À l’occasion du premier vendredi de Carême, le 19 février, la Conférence épiscopale indienne a organisé une journée de prière pour les victimes d’abus sexuels dans le pays, dans le but de sensibiliser les catholiques indiens sur les violences faites aux mineurs. Pour sœur Arina Gonsalves, membre de la Commission pontificale pour la protection des mineurs, cette journée est une occasion de mieux faire connaître la situation des abus, qui « sont toujours une réalité dans notre société, en particulier dans le monde digital », et de tendre vers une politique de « tolérance zéro » envers les coupables.

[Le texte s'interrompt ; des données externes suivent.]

PR #170, opened 2025-01-31
use banded matrix decomposition instead of dense LU for BBM-BBM

ranocha:
sparse matrix times banded matrix constructed a dense matrix


JoshuaLampert (approved):
Thanks!

PR #174, opened 2025-04-16
Rename `gravity_constant` to `gravity`

JoshuaLampert:
To stay consistent with the Trixi.jl ecosystem, cf. https://github.com/trixi-framework/Trixi.jl/pull/2357 and to avoid any confusion.


Project.toml
ranocha, line 1: Remember to update the version number - to "0.6.0-DEV" here or to "0.6.0" when this is merged into `main`.

JoshuaLampert: Yeah, I would directly release v0.6.0 after merging this into `main`. I'm just not sure whether to wait until the Trixi.jl breaking release with this change is out. But I tend to just merge this and release the new version now. Do you have a preference?

ranocha: Releasing the new version is fine with me 👍

PR #180, opened 2025-04-29
Add source terms for SGN with BathymetryFlat

cwittens:
Add source terms for SGN with BathymetryFlat. Will do for BathymetryVariable next.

En 2014, lors d’une manifestation organisée à Bangalore pour sensibiliser la population sur les violences faites aux enfants et aux femmes dans le pays.

Tous les ans à l’occasion du premier vendredi de Carême, l’Église catholique indienne organise une journée de prière pour les victimes d’abus. Sœur Arina Gonsalves, membre de la Congrégation des Religieuses de Jésus-Marie (RJM) et de la Commission pontificale pour la protection des mineurs, explique que ce rendez-vous annuel a été lancé afin de « prier pour les victimes et pour les rescapés d’abus dans le pays ». Pour la religieuse, « le premier vendredi de Carême est une bonne occasion pour sensibiliser les fidèles sur ce traumatisme psychologique et spirituel que beaucoup de victimes doivent porter tous les jours ». « Cela nous aide à comprendre que nous n’avons pas su protéger nos enfants et garantir leur sécurité face aux abus sexuels », ajoute sœur Gonsalves. « Prier avec cette intention, cela apporte un soutien aux victimes, pour les aider à guérir de leurs blessures. Cela aide également les familles des victimes à mieux comprendre leur souffrance et leur déception. En fin de compte, cette journée de prière permet aux communautés d’être mieux sensibles aux réalités des abus et des violences faites aux mineurs et aux adultes vulnérables. Cette situation est toujours une réalité, en particulier dans notre monde digital », regrette la religieuse.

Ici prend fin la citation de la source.